The remaining 105 new students came from several of the Monroe County Catholic schools that recently closed, Oberst said. The majority had previously attended St. John the Evangelist School in Spencerport and Good Shepherd, but several had attended Rochester’s St. Boniface, Holy Family and St. Monica schools.

Seton Catholic

"It was a wonderful first day. There’s nothing better than a child’s smile on the first day of school," Marty Swenson, principal at Seton Catholic School in Brighton, said Sept. 3.

This year Seton Catholic welcomed 13 children who were displaced by the closing of Good Shepherd, St. Boniface, St. John the Evangelist, St. John of Rochester and Corpus Christi schools. Those 13 were quickly welcomed into the school community by the other 438 students in preschool through sixth grade, Swenson said.

"We have students from a large number of districts and communities, as far away as Victor and Honeoye Falls. They all join together here.

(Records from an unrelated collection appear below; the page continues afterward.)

PR #130, opened 2023-09-15
Docs build is now tested

d0choa:
- mkdocs build is now tested in strict mode, so we will now know if there is an issue in the docs before merging
- it includes a couple of fixes to ensure strict mode:
  - some links pointing nowhere
  - deprecated plugin removed


ireneisdoomed (approved):
Really nice, thanks a lot!!

PR #132, opened 2023-09-17
Pytest parallelisation using pytest-xdist

d0choa:
25% gain on testing performance, using fairly standard module pytest-xdist + some additional adjustments of the testing spark session.

Not very rigorous performance benchmark:

[main] Results (125.78s (0:02:05))
[xdist] Results (100.57s (0:01:40))


tests/conftest.py
```diff
@@ -47,6 +49,11 @@ def spark() -> SparkSession:
         .config("spark.worker.ui.retainedDrivers", "1")
         # fixed memory
         .config("spark.driver.memory", "2g")
+        .config("spark.sql.warehouse.dir", tmp_path_factory.mktemp("warehouse"))
+        .config(
+            "spark.driver.extraJavaOptions",
+            "-Dderby.system.home={tmp_path_factory.mktemp('derby')}",
```
ireneisdoomed, line 55: My understanding of this is that we are explicitly configuring Dderby as the metadata store for Spark. And by defining specific paths for Spark to write the metadata, we are avoiding clashes between the multiple Spark Sessions created by pytest-xdist.

ireneisdoomed (approved):
Really nice! Tested and worked. ~2min on a 4 cores machine.

For clarification, pytest-xdist works by creating as many testing environments as available nodes we have. Therefore, on 4 nodes, we'll create 4 instances of all fixtures. On an ideal scenario, I guess we'd have a single session parallelising all tests.
I've made some suggestions:
- Since we can specify how we want to run pytest at the project level, I've included all the parameters we use inside the TOML. This way, every time we do `pytest`, either locally or in CI/CD, we will use our custom config.
- Minor improve of `make test` to remove the local XML files we generate.

Thank you also for the tests clean up. I've checked that tests related with the GWAS catalog curation are covered in the current project. For the Coloc and V2G tests, it's sad to let them go but I'll make sure we bring those back when we go back to these components.

PR #133, opened 2023-09-18
fix: missing dataset schemas do to wrong hook setup

d0choa:
Mkdocs built-in hook functionality was not properly setup


ireneisdoomed (approved):
Thank you!

PR #140, opened 2023-09-22
Introducing hierarchy into dataclasses

DSuveges:
Code changes covering #3078

- [x] A new class was introduced to represent and validate genomic regions.
- [x] A new class was introduced to represent single point associations.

They welcome each other as a matter of course," he said.

Experienced school families took on families new to the school as "partner families" to help them adjust to the community and to answer any questions they might have, he added.

Aquinas Institute

In more than 100 years of existence, going back to its days as Cathedral High School, Rochester’s Aquinas Institute had never featured a junior-high component. That status changed on Sept. 3, 2008 — and Ted Mancini, for one, was ecstatic.

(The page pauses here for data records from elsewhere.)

PR #143, opened 2023-09-26
Correct formula for PICS standard deviation (duplicated)

ireneisdoomed:
Duplicated from https://github.com/opentargets/genetics_etl_python/pull/113


src/otg/method/pics.py
```diff
@@ -61,12 +61,12 @@ def _pics_standard_deviation(neglog_p: float, r2: float, k: float) -> float | No
...
             0.0
             >>> round(PICS._pics_standard_deviation(neglog_p=10.0, r2=0.5, k=6.4), 3)
-            0.143
+            1.493
             >>> print(PICS._pics_standard_deviation(neglog_p=1.0, r2=0.0, k=6.4))
             None
         """
         return (
-            (1 - abs(r2) ** 0.5**k) ** 0.5 * (neglog_p) ** 0.5 / 2
+            abs(((1 - (abs(r2) ** 0.5) ** k) ** 0.5) * (neglog_p**0.5) / 2)
```
DSuveges, line 69: OK. It might be a trivial question: is `r2` a squared number (the notation suggests)? Because in that case it should always be positive, so the `abs()` is useless. I might be wrong though.

tskir (approved):

src/otg/method/pics.py
ireneisdoomed: You're right, it's useless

"It is a very historic day. I get to be a part of history, and it’s great for me," said Mancini, the junior high’s director, as the first day of operation neared its conclusion. "It’s been awesome today, real exciting."

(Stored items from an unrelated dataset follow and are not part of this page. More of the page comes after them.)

PR #144, opened 2023-09-26
Preprocess with pluggable architecture, Airflow-based workflow framework, FinnGen summary stats ingestion

tskir:
This is an omnibus PR which introduces several major features.

### New, pluggable architecture for datasource ingestion
Under the new approach, if we want to ingest a new datasource, we just have to implement one fully self-contained module under `src/otg/preprocess`, and add an appropriate entry to the Airflow Preprocess DAG under `airflow/dags`. That's it! I hope that this will greatly speed up any subsequent work to ingest new datasets (see: UK Biobank, GWAS Catalog, various QTLs, FinnGen finemapping, potential future biobanks...)

### Airflow-based workflow framework for coordination of ingestion tasks
I would like to once again thank @ireneisdoomed and @d0choa for introducing me to Airflow. This is in my experience the first workflow manager which actually works and helps me develop workflows rather than actively trying to prevent me from doing so. Workflow layout currently looks like this (subject to future optimisations):
image

### FinnGen summary stats ingestion
I demonstrate the use of two features above to implement and execute full FinnGen summary stats ingestion. More datasets to follow, based on the same architecture.

----

The architectural solutions in this PR are still not completely final. For example, I can think of a more elegant way to pass parameters to Preprocess modules; DAG configuration code could be made even more elegant and clear; there are some optimisations to be made to ensure the maximum performance of Dataproc clusters.


.vscode/settings.json
```diff
@@ -1,4 +1,11 @@
 {
+  "black-formatter.args": [
+    "--line-length",
+    "9999"
+  ],
+  "flake8.args": [
+    "--max-line-length=9999"
+  ],
```
tskir, line 8: Note: I included this because ruff is configured to ignore long lines [which is actually also something we can discuss], but VS Code isn't, so it kept flagging the long lines as problems. At least that's what was happening on my setup.

tskir:
All changes from this PR haven been broken down into:
1. https://github.com/opentargets/genetics_etl_python/pull/150
2. https://github.com/opentargets/genetics_etl_python/pull/164
3. https://github.com/opentargets/genetics_etl_python/pull/166
4. https://github.com/opentargets/genetics_etl_python/pull/167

The new junior high is at full capacity, housing a total of 165 seventh- and eighth-graders.

"We have kids coming from so many different places — some from closing schools, some at the end of sixth grade from Catholic schools that stayed open (but don’t have junior-high grades), and some from public school," Mancini said. "It’s a real melting pot."

He added that the junior high’s planning team didn’t simply rest on Aquinas’ strong reputation as a high school.

"The vision was really very focused on creating the best possible experience we could," Mancini said. "We went the extra mile. … Aquinas has taken great pride in doing this the right way."

Bishop Kearney

It also was a historic day at Irondequoit’s Bishop Kearney High School, which also opened a junior-high school Sept. 3, when seventh- and eighth-graders came to the school for half a day to meet their teachers and classmates and find their classrooms.

"The kids were all excited. It was so smooth and … they just seemed to be in a good flow," said Lori Pringle-Garratt, public-relations coordinator.

The new school hit the ground running, with a total enrollment of more than 170 seventh- and eighth-grade students. There are 120 in the seventh grade, with several more currently on a waiting list, she said. School officials are excited to have more than 50 students in the new eighth grade, she added.

"That was really surprising to us to have as many as we do in eighth grade. When you’re (already) in junior high, it’s hard to make a switch mid-stream to go to a whole new junior high," Pringle-Garratt said.

Approximately one-third of the junior-high’s students came from the recently closed diocesan schools in Monroe County, and the other two-thirds came from other Catholic schools and from area public-school districts, she said.